The very last step to this crazy plan (if I’m talking crazy might as well go for it all the way!) is for Yahoo to become a major force in converged traditional and new media distribution on TV. Yahoo needs to own the last mile for the most important channel for media consumption – the living room. The winning application is not an incremental or a segregated consumption experience on TV (e.g. Netflix) that most of the digital content distribution companies have been building. Instead, Yahoo needs to make consumers forget about their friendly neighborhood cable operators. Having the right content bundle from TV and digital content owners is the first step to offering a differentiated content bundle. At some point in the near future, Yahoo needs to be the default user experience on TV as well. The entry point to the living room traditionally is through the setup box. As a result, Yahoo can offer it’s over the top content experience through a subsidized, IP-enabled setup box replacement. Alternatively, for a bigger splash – Yahoo can acquire the top three video streaming device companies – Roku, Tivo, and Boxee. Collectively these companies own close to 6M “subs” – good enough to be the 3rd largest “cable company” in the U.S. ahead of Cox, Charter, and Cablevision.  If Yahoo has a billion of dollars to spend on acquisition – it might make a lot of strategic sense to think hard about rolling up these companies to eventually create a true alternative for cord cutting.  (As crazy as this sounds, what do you think Google TV is trying to do? Or for that matter, Apple TV.)

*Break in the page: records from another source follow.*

PR #264, opened 2012-07-11
Initial sphinx documentation

kushaldas:
This include inital sphinx documentation. I used details from README.md and autodocs from classes.

You can see the current status at http://kushal.fedorapeople.org/redis-py/html/
If you want I can use use a different theme like http://retask.readthedocs.org/en/latest/

My next goal is update the docstrings for various commands with proper return and argument details for documentation and adding up docstrings for the exception classes.

After adding the initial docstring updates, I would prefer to add more examples for each command (in docstrings).

Tell me what you think


RoeyPrat:
Hi @kushaldas, 
Thank you, and apologies that it's taken so long to get back to you on this.
The repo has sphinx documentation (probably added after you made this PR).
I'm closing the PR, but you are very welcome to make documentation improvements over the master branch - we will be much more responsive.

PR #294, opened 2012-10-30
support unix_socket_path in from_url

graingert:
unfortunately no way to encode the DB in this implementation

### DIFF
--- a/redis/client.py
+++ b/redis/client.py
@@ -240,6 +240,7 @@ class StrictRedis(object):
         For example::
 
             redis://username:password@localhost:6379/0
+            redis://:password@/var/run/redis/redis.sock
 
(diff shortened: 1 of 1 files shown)


gyermolenko:
hi @graingert 
The code for `from_url` method has moved and evolved since the time of PR creation.
Could you check if this PR is still relevant? 

As for your question "Is there an 'official' redis URI definition?" some links were added to the [method's docstring](https://github.com/andymccurdy/redis-py/blob/master/redis/connection.py#L831).

Thank you.

andymccurdy:
Yes, this was resolved long ago. Use `unix://` as the scheme to connect via a unix socket connection.

graingert:
Yeah I've lost all context in this, sorry

PR #443, opened 2014-03-13
Fresh version of #93: Add logging of commands, connects and disconnects

alanjds:
This branch [is argued](https://github.com/andymccurdy/redis-py/pull/93#issuecomment-668917) to add logging capabilities costing only 0.2% slowdown.

Please consider merging it and then updating the docs on the usage of the new feature, as I am unsure on how to enable, if different from standard.

### DIFF
--- a/redis/client.py
+++ b/redis/client.py
@@ -58,6 +58,7 @@ class Connection(object):
         "Connects to the Redis server if not already connected"
         if self._sock:
             return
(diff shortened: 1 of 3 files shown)


tuukkamustonen:
Kinda surprised there is no logging at all in the current package... so +1.

jvanasco:
it pains me that there is no logging yet.

PR #472, opened 2014-05-07
Fixes #471 - raise ValueError instead of implicitly casting values to strings

### LINKED ISSUE #471: Don't implicitly cast values to strings
When saving something that can't automatically be deserialized properly the client should raise an exception instead of coercing the value into a string.

Current behavior:

``` python
>>> sample_dict = {'nested': {'dict': 'here'}}
>>> r.hmset('dict', sample_dict)
True
>>> r.hgetall('dict') == sample_dict
False
>>> r.hgetall('dict')
{'nested': "{'dict': 'here'}"}
```

dbravender:
It's not always possible to deserialize an object from its str response. This makes developers aware that redis can only handle strings and they are responsible for serializing and deserializing before storing objects in redis.


andymccurdy:
Fixed in redis-py 3.0

PR #492, opened 2014-06-06
restore default Lock token storage, add toggle to make it thread-local

chillipino:
after thinking about this a bit, always putting the token in thread local storage makes it impossible to intentionally acquire a lock that's shared throughout the process.  it's likely that existing code will depend on the [previous behavior](http://xkcd.com/1172/), so i think we should control it with a toggle.

this change adds a `thread_local=False` parameter to `Lock.__init__()` and `StrictRedis.lock()`, and only puts the token in thread-local storage if the parameter is `True`.  i'm open to suggestions if you don't like the way this was done (i'm a bit iffy on the `dummy` class, myself).

### DIFF
--- a/redis/client.py
+++ b/redis/client.py
@@ -478,7 +478,7 @@ class StrictRedis(object):
                     continue
 
     def lock(self, name, timeout=None, sleep=0.1, blocking_timeout=None,
-             lock_class=None):
+             lock_class=None, thread_local=False):
         """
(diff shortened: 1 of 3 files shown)


zhaopangithub:
How do I use this parameter thread-local. 
Can you give me a slightly more detailed demo.
Because I don't find any difference, when it's true or false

While we are close to the tipping point to the mass market adoption of this brave new world of a completely device independent video consumption experience, we are not quite there yet. What is missing, is a company that can piece together an already scaled audience, give them access to wide range of linear and asynchronous video programming, and meld all of that together through a user experience applicable for both the lean back world of TV and the lean forward world of video. Yahoo arguably has as good of a chance of doing just that as any player in the space. Hulu lacks true scale. YouTube has yet to gain the trust of Hollywood. Cable and satellite companies are handcuffed by its old business model. And Apple has never been able crack the application layer (see Ping and iCould).

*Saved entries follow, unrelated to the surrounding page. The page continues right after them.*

PR #556, opened 2014-11-17
Check if Script.sha is None. 

endophage:
It's nonsensical to make a network call that's guaranteed to fail.

When a script object is instantiated, unless the dev manually sets the script_instance.sha attribute, it will always call evalsha the first time with an empty string. This will always fail, fall through to the except, and set the sha.

Especially in a large scale applications, there is a high probability the redis server already has the script.

p.s. I talked through this change with my colleagues and I initially wanted to just set the sha attribute up front in the init function. My colleagues suggested that the current implementation is probably to provide additional laziness for the dev that instantiates all their scripts up front. This commit therefore attempts to maintain the same level of laziness as before, only calculating the sha once we know we're actually going to use the script.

Having spent and continuing to spend lots of time in the Silicon Valley while living and working in Los Angeles, I’m not sure many entrepreneurs, venture capitalists, and executives in the Valley realize that the tipping point is already here for the convergence of the old and new media industry.  Ten years ago, “new” and “old” media content, transport mechanism, and display medium were completely segregated (outside of music). Today, a single piece of video content can be transported by any given protocol (IP or not) via Internet, cable, satellite and simultaneously and end up on a tablet, smartphone, laptop, and TV anywhere in the world.  Ten years ago, content distribution (in the TV business) was artificially constrained by tightly coupling physical distribution (cable companies) and marketing distribution (tv networks). Today, those relationships are quickly becoming less relevant – as distribution will likely continue to become more and more fungible as the Internet becomes the transport medium for any content regardless where that content ends up.  Many things can be said about Yahoo, but its track record in building a sustainable and scaled audience in an open and hyper competitive distribution ecosystem such as the Internet is an expertise that only a handful of “Internet companies”  have and none of the old media companies can claim.  Marissa needs to make a bold bet – the status quo is simply a slow crawl to obscurity for the once iconic company. A major bet on disrupting one of the largest industries in the U.S. already going through major turmoil is going to worth the gamble.  Don’t let Apple or Google have all the fun.